### Directions
Every entry must come back exactly as it was written.

### Extracted information
PR #854, opened 2015-05-09
babel-brunch option key has changed from ES6to5 to babel.

stevedomin:
Backward-compatibility is maintained but we might as well be using the new name. It's also less confusing.

Here is the commit that introduced that change: https://github.com/babel/babel-brunch/commit/fa8dd643431e99d8a4fd05ad6637204264e9f497

### DIFF
--- a/brunch-config.js
+++ b/brunch-config.js
@@ -29,7 +29,7 @@ exports.config = {
 
   // Configure your plugins
   plugins: {
-    ES6to5: {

### Exercise result
PR #854, opened 2015-05-09
babel-brunch option key has changed from ES6to5 to babel.

stevedomin:
Backward-compatibility is maintained but we might as well be using the new name. It's also less confusing.

Here is the commit that introduced that change: https://github.com/babel/babel-brunch/commit/fa8dd643431e99d8a4fd05ad6637204264e9f497

### DIFF
--- a/brunch-config.js
+++ b/brunch-config.js
@@ -29,7 +29,7 @@ exports.config = {
 
   // Configure your plugins
   plugins: {
-    ES6to5: {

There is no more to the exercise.